Il avait déjà vu Ruby dans cet état. Ce n’est pas comme ça qu’il la préférait. Il aimait sa croupe sauvage, son énergie solaire, sa fougue et l’espoir qui l’avait poussée dans ses bras, mais son côté incontrôlable le mettait en garde contre toute idée de mariage…

— Alors ?! insista-t-elle.

— Fay est une petite garce, siffla Rick, une garce qui ment comme elle respire !

— En tout cas, elle ment avec une bonne mémoire, nota Ruby : notamment celle des noms et des horaires de rendez-vous.

— Qu’est-ce que tu racontes ?

— Kate Montgomery venait toujours en fin de journée, comme dernière cliente, dit-elle, juste à l’heure où ta secrétaire quittait le travail… Ça t’inspire quoi ?

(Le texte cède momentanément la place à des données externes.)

Issue #550, opened 2020-08-21
Support TypeScript 4.0 and logical assignment operators


andreubotella:
TypeScript 4.0 was released yesterday, and it incorporates a number of additions, some of which Sucrase does not support:

## [Labeled tuple elements](https://www.typescriptlang.org/docs/handbook/release-notes/typescript-4-0.html#labeled-tuple-elements)

```ts
type Range = [start: number, end: number];

type Foo = [first: number, second?: string, ...rest: any[]];

function foo(x: [first: string, second: number]) {
    // ...

    // note: we didn't need to name these 'first' and 'second'
    const [a, b] = x;
    a
//  ^ = const a: string
    b
//  ^ = const b: number
}
```
```
SyntaxError: Unexpected token (1:20)
```

## [`unknown` on `catch` clause bindings](https://www.typescriptlang.org/docs/handbook/release-notes/typescript-4-0.html#unknown-on-catch-clause-bindings)

```ts
try {
  // ...
} catch (e: unknown) {
  if (typeof e === "string") {
    // We've narrowed 'e' down to the type 'string'.
    console.log(e.toUpperCase());
  }
}
```
```
SyntaxError: Unexpected token, expected ")" (3:11)
```

## [Logical assignment operators](https://www.typescriptlang.org/docs/handbook/release-notes/typescript-4-0.html#short-circuiting-assignment-operators)

This is, of course, not specific to TypeScript, but [a TC39 proposal](https://github.com/tc39/proposal-logical-assignment) that became Stage 4 in July and is due for inclusion in ECMAScript 2021.

```ts
// These must not compile to the same code!
// (If obj.prop has a setter, it's only called in the logical assignment
// versions if the logical operation doesn't short-circuit.)

obj.prop = obj.prop && foo();
obj.prop &&= foo();

obj.prop = obj.prop || foo();
obj.prop ||= foo();

obj.prop = obj.prop ?? foo();
obj.prop ??= foo();
```

Sucrase outputs:
```js
 function _nullishCoalesce(lhs, rhsFn) { if (lhs != null) { return lhs; } else { return rhsFn(); } }

obj.prop = obj.prop && foo();
obj.prop &&= foo();

obj.prop = obj.prop || foo();
obj.prop ||= foo();

obj.prop = _nullishCoalesce(obj.prop, () => ( foo()));
obj.prop ??= foo();
```

`tsc` and Babel compile these operators down to `obj.prop && (obj.prop = foo());`

[...]

PR #557, opened 2020-10-07
Added transform for logical assignment operators

Rugvip:
Implements transforms of `&&=`, `||=`, and `??=`, as discussed in #550.

This is an early draft to see what you think about the direction. It does end up adding more fields to the tokens, but it's also real tricky to get around that. I did end up with some thoughts about how to refactor into a more generic helper prefixing field, but that'd be a separate thing.

Only tested with transform tests so far, haven't actually executed any transformed code, so needs some more testing there x)


src/transformers/LogicalAssignmentTransformer.ts
```diff
@@ -0,0 +1,164 @@
...
+    resultCode: string;
+    tokenIndex: number;
+  };
+  // The result code position at the start of the computed property access
+  start: number;
+}
+
+export default class LogicalAssignmentTransformer extends Transformer {
+  // This stack stores the state needed to transform computed property access
+  private readonly computedAccessStack: Array<ComputedAccess> = [];
```
Rugvip, line 22: Switched to a manual stack instead of relying on the JS execution stack. This seemed to avoid some of the competition going on with other processors, but could switch back if you think the old approach is better.

aleclarson (approved):

Qix-:
@alangpierce Sorry for the ping, but any chance of getting this published? :)

Rugvip:
@Qix- https://github.com/alangpierce/sucrase/issues/550#issuecomment-695955236 has more context on why the transform is the way it is. Also note that the helper transform is avoided when the left side is a plain variable.

Could be discussed if it's worth merging this btw, as we're approaching support for the syntax in all major runtimes.

Rugvip:
Gonna close this since Node.js v16 is the first LTS release with support for this syntax and it is soon the active LTS. At this point it doesn't make sense to add the complexity of this transform to sucrase, with it being better to rather look at which transforms we can remove.

Qix-:
I don't use Sucrase for Node. I use it for the browser. There are recent browsers that still don't support this syntax.

PR #570, opened 2020-12-11
Fix #560: Support for private class fields

### LINKED ISSUE #560: Support for private class fields
It looks like support was added in TypeScript 3.8: https://www.valentinog.com/blog/private/#private-class-fields-in-typescript

It seems not to be supported yet in `sucrase`. I get the error `Usage of undeclared private name` when I try to use `#` in `sucrase`

nifgraup:
Removed # from tokenizer, consider it to be part of identifier.

### DIFF
--- a/benchmark/sample/expression.ts
+++ b/benchmark/sample/expression.ts
@@ -301,7 +301,7 @@ export function baseParseSubscript(
       parseIdentifier();
     }
   } else if (eat(tt.dot)) {
-    parseMaybePrivateName();
+    parseIdentifier();
   } else if (eat(tt.bracketL)) {
     parseExpression();
     expect(tt.bracketR);
@@ -506,11 +506,6 @@ export function parseExprAtom(): boolean {
     default:
       throw unexpected();
   }
-}
-
-function parseMaybePrivateName(): void {
-  eat(tt.hash);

— Mon Dieu, Ruby, fit-il d’un air suppliant, c’était les horaires qui l’arrangeaient ! Qu’est-ce que tu vas encore t’imaginer ?!

Ruby ruminait.

— Avoue que tu as couché avec Kate, cracha-t-elle.

— Enfin, tu es folle !

— Avoue que tu as au moins essayé de coucher avec elle ?!

Ses yeux étincelaient de rage. Une folle. Il vivait avec une folle.

— Mais enfin, Ruby, c’est la vérité ! Je n’ai jamais eu de rapports avec Kate Montgomery. Jésus ! Je lui soignais les dents !

— Avec ta bite.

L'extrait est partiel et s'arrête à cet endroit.